Tuesday, June 16, 2015: 2:30 PM
101, Hynes Convention Center
Kelly E Cogswell , Oregon Public Health Division, Portland, OR
Tara Chetock , Oregon Public Health Division, Portland, OR
Marina Counter , Oregon Public Health Division, Portland, OR
Curtis Cude , Oregon Public Health Division, Portland, OR
Mary Dinsdale , Oregon Public Health Division, Portland, OR
Nadege Dubuisson , Oregon Public Health Division, Portland, OR
Eric Main , Oregon Public Health Division, Portland, OR
Sharon Watkins , Oregon Public Health Division, Portland, OR

BACKGROUND:  Oregon has approximately 350,000 active private wells that provide drinking water for an estimated 23% of the population. Private wells in Oregon are unregulated, but testing is required for arsenic, total coliform bacteria and nitrates at the point of a real estate transaction. Sellers are required to submit test results to the Oregon Health Authority. The original real estate transaction law, passed in 1989, required testing for nitrates and total coliform bacteria. Arsenic was added to the law in 2009. Drinking water that has high levels of arsenic can cause many health effects, including skin thickening and discoloration, heart, lung, liver, immune, nervous, or reproductive system disorders, and some cancers. High levels of nitrate are associated with methemoglobinemia, thyroid dysfunction, negative reproductive effects, and cancers of the stomach or bladder.
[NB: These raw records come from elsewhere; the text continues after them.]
PR #193, opened 2021-06-30
Update calloop to v0.9.0

cmeissl:
This PR updates calloop to v0.9.0 and fixes the remaining warnings and clippy errors

### DIFF
--- a/src/event_loop.rs
+++ b/src/event_loop.rs
@@ -67,52 +67,55 @@ impl EventSource for WaylandSource {
 
     fn process_events<F>(
         &mut self,
-        _: calloop::Readiness,
-        _: calloop::Token,
+        readiness: calloop::Readiness,
+        token: calloop::Token,
         mut callback: F,
     ) -> std::io::Result<PostAction>
     where
         F: FnMut((), &mut EventQueue) -> std::io::Result<u32>,
     {
-        // in case of readiness of the wayland socket we do the following in a loop, until nothing
-        // more can be read:
-        loop {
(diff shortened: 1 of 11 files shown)


src/event_loop.rs
```diff
@@ -111,19 +112,23 @@ impl EventSource for WaylandSource {
             // quickly. Either it is slowed down or we are a spammer.
             // Should not really happen, if it does we do nothing and will flush again later
         }
-        Ok(())
+        Ok(PostAction::Continue)
```
vberger, line 115: Due to the new semantics of calloop, for full correctness the whole body of this function needs to be wrapped En the callback of `self.fd.process_events()`.

cmeissl: Ok, moved into `self.fd.process_events`.

cmeissl: Are you ok with the changes or is there anything else that needs to be changed?

vberger:
Thanks! However it looks like some imports are breaking the CI. I think you need to add a few `#[cfg()]` attributes so that they are only imported when the feature is enabled.

l4l:
`calloop` updates nix package to 0.21 ([link](https://github.com/Smithay/calloop/blob/master/Cargo.toml#L19)), would be handy to update there as well.

vberger:
Actually there is also `0.22` pending as well.

cmeissl:
> Thanks! However it looks like some imports are breaking the CI. I think you need to add a few `#[cfg()]` attributes so that they are only imported when the feature is enabled.

Should be fixed now.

METHODS:  The real estate transaction data were cleaned to remove duplicate entries, standardize test result formats, and eliminate outliers. Data were geocoded and mapped by contaminant (arsenic and nitrates). We calculated descriptive statistics for the entire state and for each county including the percentage of test results that met or exceeded safe drinking water standards, the number of test results submitted by year, the range and the maximum of test result values. We analyzed the data by contaminant for statistically significant clusters using a global measure of spatial association (Getis-Ord General G statistic) and a local measure of spatial association (Getis-Ord Gi* statistic). 

RESULTS:  The real estate transaction database contains over 9,000 arsenic samples. Of these, 3.4% met or exceeded the safe drinking water standard of 10 ppb. 89.3% of arsenic samples were below detectable levels. The real estate transaction database contains over 24,000 nitrate samples.  Of these, 1.6% met or exceeded safe drinking water standards of 10 ppm. 82.5% of samples had a nitrates result below background levels.  Visual assessment of mapped arsenic and nitrate test results suggested clustering of high values in areas known to be at higher risk because of the underlying geology or human activity. Local and global measures of spatial association indicated statistically significant clusters for both contaminants.

CONCLUSIONS:  Test results from real estate transactions provide a unique source of public health surveillance data for contaminants in Oregon’s unregulated drinking water sources. Analysis of the real estate transaction data can be used to guide future outreach efforts to areas of the state with higher frequency of elevated arsenic and nitrate test results.